ACTION ITEM — Please retype all the records below exactly as they read.

Stored items:
####################

PR #4153, opened 2018-11-01
[ENT-2678] PluginRegistrationTest is failing (fix) (OS part)

sollecitom:
https://r3-cev.atlassian.net/browse/ENT-2678

These are the necessary OS changes. Second PR to follow for Enterprise after porting these across.

### DIFF
--- a/tools/cliutils/src/main/kotlin/net/corda/cliutils/CordaLog4j2ConfigFactory.kt
+++ b/tools/cliutils/src/main/kotlin/net/corda/cliutils/CordaLog4j2ConfigFactory.kt
@@ -10,9 +10,8 @@ import org.apache.logging.log4j.core.config.xml.XmlConfiguration
 import org.apache.logging.log4j.core.impl.LogEventFactory
 
 @Plugin(name = "CordaLog4j2ConfigFactory", category = "ConfigurationFactory")
-@Order(10)
+@Order(Integer.MAX_VALUE)
 class CordaLog4j2ConfigFactory : ConfigurationFactory() {
-
     private companion object {
         private val SUPPORTED_TYPES = arrayOf(".xml", "*")
     }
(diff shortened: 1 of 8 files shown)


sollecitom:
Hey Rich, I didn't manage to make it work with the context provider that disables the thread context.

Apart from the fact that the error codes generation predates the async logging changes and got borked by them, we need the error codes to appear on master these days because of the testing, our perfect and only chance to collect data to populate the error codes data source.

So we should merge this, which fixes the error codes and adds a test to avoid another regression, and then figure out how to make both work together.

tools/cliutils/src/main/kotlin/net/corda/cliutils/CordaLog4j2ConfigFactory.kt
```diff
@@ -22,13 +21,17 @@ class CordaLog4j2ConfigFactory : ConfigurationFactory() {
     override fun getSupportedTypes() = SUPPORTED_TYPES
 
     private class ErrorCodeAppendingConfiguration(loggerContext: LoggerContext, source: ConfigurationSource) : XmlConfiguration(loggerContext, source) {
+        init {
+            println("Log4j2: Initialising ConfigurationFactory of type CordaLog4j2ConfigFactory.")
```
anthonykeenan: Did you mean to leave this `println` in?

sollecitom: Yes, it's quite useful and logging isn't available here. The downside is that it appears in shell, but it's quite early on, so you have to scroll back up to notice.
Happy to remove it if we find it inconvenient.

sollecitom:
@rick-r3 and @blsemo : I'll give another go at making them work together.

tools/cliutils/src/main/kotlin/net/corda/cliutils/CordaLog4j2ConfigFactory.kt
tlil: It'd be best to remove I think.

sollecitom:
@blsemo I managed to make it work with async logging. Dismissed @rick-r3 's review, because he's on PTO today, and we need to move forward. I still need a couple of changes in Enterprise, before getting back at my current work.

tools/cliutils/src/main/kotlin/net/corda/cliutils/CordaLog4j2ConfigFactory.kt
sollecitom: Removed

####################

ANSWER TO THIS PROBLEM —
PR #4153, opened 2018-11-01
[ENT-2678] PluginRegistrationTest is failing (fix) (OS part)

sollecitom:
https://r3-cev.atlassian.net/browse/ENT-2678

These are the necessary OS changes. Second PR to follow for Enterprise after porting these across.

### DIFF
--- a/tools/cliutils/src/main/kotlin/net/corda/cliutils/CordaLog4j2ConfigFactory.kt
+++ b/tools/cliutils/src/main/kotlin/net/corda/cliutils/CordaLog4j2ConfigFactory.kt
@@ -10,9 +10,8 @@ import org.apache.logging.log4j.core.config.xml.XmlConfiguration
 import org.apache.logging.log4j.core.impl.LogEventFactory
 
 @Plugin(name = "CordaLog4j2ConfigFactory", category = "ConfigurationFactory")
-@Order(10)
+@Order(Integer.MAX_VALUE)
 class CordaLog4j2ConfigFactory : ConfigurationFactory() {
-
     private companion object {
         private val SUPPORTED_TYPES = arrayOf(".xml", "*")
     }
(diff shortened: 1 of 8 files shown)


sollecitom:
Hey Rich, I didn't manage to make it work with the context provider that disables the thread context.

Apart from the fact that the error codes generation predates the async logging changes and got borked by them, we need the error codes to appear on master these days because of the testing, our perfect and only chance to collect data to populate the error codes data source.

So we should merge this, which fixes the error codes and adds a test to avoid another regression, and then figure out how to make both work together.

tools/cliutils/src/main/kotlin/net/corda/cliutils/CordaLog4j2ConfigFactory.kt
```diff
@@ -22,13 +21,17 @@ class CordaLog4j2ConfigFactory : ConfigurationFactory() {
     override fun getSupportedTypes() = SUPPORTED_TYPES
 
     private class ErrorCodeAppendingConfiguration(loggerContext: LoggerContext, source: ConfigurationSource) : XmlConfiguration(loggerContext, source) {
+        init {
+            println("Log4j2: Initialising ConfigurationFactory of type CordaLog4j2ConfigFactory.")
```
anthonykeenan: Did you mean to leave this `println` in?

sollecitom: Yes, it's quite useful and logging isn't available here. The downside is that it appears in shell, but it's quite early on, so you have to scroll back up to notice.
Happy to remove it if we find it inconvenient.

sollecitom:
@rick-r3 and @blsemo : I'll give another go at making them work together.

tools/cliutils/src/main/kotlin/net/corda/cliutils/CordaLog4j2ConfigFactory.kt
tlil: It'd be best to remove I think.

sollecitom:
@blsemo I managed to make it work with async logging. Dismissed @rick-r3 's review, because he's on PTO today, and we need to move forward. I still need a couple of changes in Enterprise, before getting back at my current work.

tools/cliutils/src/main/kotlin/net/corda/cliutils/CordaLog4j2ConfigFactory.kt
sollecitom: Removed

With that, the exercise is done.